Your Down Payment
Lots of buyers qualify for various loan programs, but they don't have a lot of money to pay a down payment. Here are a few straightforward methods that will help you put together a down payment
Cut expenses and save. Scrutinize the budget to discover extra money to save for your down payment. Also, you can look into bank programs through which a specific portion of your take-home pay is automatically deposited into savings every pay period. You would be wise to look into some big expenses in your spending history that you can give up, or trim, at least temporarily. For example, you may move into less expensive housing, or stay close to home for your vacation.
Work more and sell items you do not need. Maybe you can find an additional job and save your earnings. Additionally, you can make a comprehensive list of items you may be able to sell. Unused gold jewelry can be sold at local jewelry stores. A closetful of small items could add up to a fair amount at a garage or tag sale. Also, you might want to consider selling any investments you hold.
Borrow from retirement funds. Investigate the provisions of your specific program. It is possible to borrow money from a 401(k) for a down payment or withdraw from an Individual Retirement Account. Make sure to learn about the tax ramifications, repayment terms, and early withdrawal penalties.
Ask for help from members of your family. First-time buyers somtimes receive down payment help from giving family members who may be prepared to help get them in their first home. Your family members may be inclined to help you reach the milestone of having your first home.
Contact housing finance agencies. Special mortgage loans are offered to buyers in certain situations, such as low income homebuyers or people planning to remodel houses in a certain part of town, among others. Financing with a housing finance agency, you may be given a below market interest rate, down payment assistance and other incentives. These types of agencies may help you with a lower rate of interest, get you your down payment, and offer other assistance. These non-profit agencies to promote community in specific places.
Learn about low-down and no-down mortgage loans.
- FHA loans
The Federal Housing Administration (FHA), which is part of the U.S. Department of Housing and Urban Development (HUD), plays a significant part in helping low to moderate-income individuals get mortgage loans.
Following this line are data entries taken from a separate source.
PR #568, opened 2016-05-23
Remove plugin manager timeouts

cjuner:
Re-created PR #360 for a rebase on top of the 5.2 branch.

Original PR text:

> Currently the plugin manager uses the default timeout settings when installing/updating/uninstalling plugins. That is, the default PHP timeout (e.g. 30 seconds) for the operation itself, the Ext JS default timeout for AJAX requests (30 seconds) as well as the default timeout of 15 seconds for hiding the loading animation. When running e.g. a plugin installation/update/uninstallation with a duration of > 30 seconds, currently the following happens:
> - After 15 seconds: the loading animation disappears, although the request is still pending.
> - After 30 seconds: The AJAX requests gets cancelled, although the operation on the server is still running.
> - After PHPs timeout: The operation gets cancelled.
> 
> This behaviour is not desirable for several reasons:
> - The user thinks e.g. the plugin installation is finished, as soon as the loading mask is hidden (after max. 15 seconds). However, the plugin is still marked as not installed. Clicking the install button again might cause problems because of two concurrent installation operations.
> - Success messages are not displayed, because the AJAX request is cancelled.
> - Cancelling the install operation itself might result in e.g. a corrupt database.
> 
> This PR fixes the described behaviour by
> - Removing the timeouts of PHP operations for the respective actions
> - Disabling the autoTimeout of the loading mask
> - Seting the timeout of the respective AJAX request to a reasonable long time of 5 minutes

### DIFF
--- a/engine/Shopware/Plugins/Default/Backend/PluginManager/Views/backend/plugin_manager/controller/plugin.js
+++ b/engine/Shopware/Plugins/Default/Backend/PluginManager/Views/backend/plugin_manager/controller/plugin.js
@@ -157,7 +157,7 @@ Ext.define('Shopware.apps.PluginManager.controller.Plugin', {
 
         me.authenticateForUpdate(plugin, function() {
             me.startPluginDownload(plugin, function() {
-                me.displayLoadingMask(plugin, '{s name=execute_update}Plugin is being updated{/s}');
+                me.displayLoadingMask(plugin, '{s name=execute_update}Plugin is being updated{/s}', false);
                 me.executePluginUpdate(plugin, function() {
 
                     Shopware.app.Application.fireEvent('load-update-listing', function() {
@@ -434,7 +434,7 @@ Ext.define('Shopware.apps.PluginManager.controller.Plugin', {
 
     authenticateForUpdate: function(plugin, callback) {
         var me = this;
-        
+
         if (plugin.flaggedAsDummyPlugin()) {
             callback();
         } else {
@@ -450,10 +450,10 @@ Ext.define('Shopware.apps.PluginManager.controller.Plugin', {
             { technicalName: plugin.get('technicalName') },
             function(response) {
                 me.handleCrudResponse(response, plugin);
-                if (typeof callback == 'function') {
-                    callback(response);
-                }
-            }
+                callback(response);
+            },
+            null,
+            300000
         );
     },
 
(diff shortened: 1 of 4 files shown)


bcremer:
@cjuner, please don't recreate Pull requests that are still open. We will rebase the open PRs as needed.

samuelvogel:
Sorry, this was a misunderstanding on our side, we actually just wanted to reopen some old PRs from Shopware 4 times, which where closed with the branch switch to Shopware 5.

bcremer:
Nevermind :)

Can you please close #360 then.

samuelvogel:
Can you do this as admin? @svenmuennich is not available right now.

mitelg:
@samuelvogel done

samuelvogel:
Thanks! The `UPGRADE.md` was still outdated, I just fixed that.

engine/Shopware/Plugins/Default/Backend/PluginManager/Views/backend/plugin_manager/controller/plugin.js
```diff
@@ -450,10 +450,10 @@ Ext.define('Shopware.apps.PluginManager.controller.Plugin', {
             { technicalName: plugin.get('technicalName') },
             function(response) {
                 me.handleCrudResponse(response, plugin);
-                if (typeof callback == 'function') {
```
janbuecker, line 453: why did you remove the type check condition?

svenmuennich, line 453: It's been a while since I originally changed this, but I think I removed it since all calls to `authenticateForUpdate()` provide a callback. Furthermore [there's no type check, if the passed plugin is a dummy plugin](https://github.com/shopware/shopware/pull/568/files/02bb72de862a31eeb9900203d445f93ce345c647#diff-2e1215078200965f1d09e9a415518fc6L439).

janbuecker, line 453: That doesn't mean that it is best practise to don't do it. ;-) But I think it won't break anything since this would be the only call which has this check. I just wanted to know if you had a specific purpose for this removal.

janbuecker:
Merged with 64de514edc43c37aedc5a84debb48e84fd519825.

Part of the United States Department of Housing and Urban Development(HUD), FHA (Federal Housing Administration) assists homebuyers who need to qualify for mortgage loans.
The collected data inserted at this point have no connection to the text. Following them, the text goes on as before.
PR #569, opened 2016-05-24
Change sCategories::convertCategory() from private to public

FiveDigital:
Change sCategories::convertCategory() from private to public to be hookable


FiveDigital:
ping @OliverSkroblin @bcremer

PR #1691, opened 2018-06-27
account orders unrelated to showEsd setting

dneustadt:
sorry, if there already is a pr, just to be sure... 

The showEsd config setting affects whether or not the link to both, esd downloads AND regular orders
are shown in the account sidebar. Previously it would only affect whether the link to the downloads would be shown in the account sidebar, which is the expected behavior.

Remove the condition on showEsd in the template for the account orders menu entry.

Enable showEsd, try to access previous orders in storefront account.

### 6. Checklist


mitelg:
thanks for your contribution @dneustadt :+1: :tada: :blue_heart:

FHA aids first-time buyers and others who would not be able to qualify for a traditional mortgage on their own, by providing mortgage insurance to private lenders.
Down payment amounts for FHA loans are smaller than those of traditional mortgage loans, although these loans have average interest rates. The required down payment can be as low as three percent while the closing costs might be covered by the mortgage loan.
- VA mortgage loans
VA loans are guaranteed by the Department of Veterans Affairs. Service persons and veterans can benefit from a VA loan, which typically offers a competitive fixed rate of interest, no down payment, and limited closing costs. Even though the VA does not actually issue the mortgage loans, it does issue a certificate of eligibility to apply for a VA loan.
- Piggy-back loans
You can fund a down payment through a second mortgage that closes along with the first. Most of the time, the piggyback loan is for 10 percent of the purchase amount, while the first mortgage covers 80 percent. The homebuyer covers the remaining 10%, rather than come up with the usual 20% down payment.
- Carry-Back loans
In a "carry back" mortgage, the seller commits to lend you some of his own equity to help you with your down payment funds. In this scenario, you would finance the largest portion of the purchase price with a traditional mortgage lender and finance the remainder with the seller. Usually you will pay a somewhat higher rate with the loan from the seller.
The feeling of accomplishment will be the same, no matter which approach you use to put together the down payment. Your new home will be well worth it!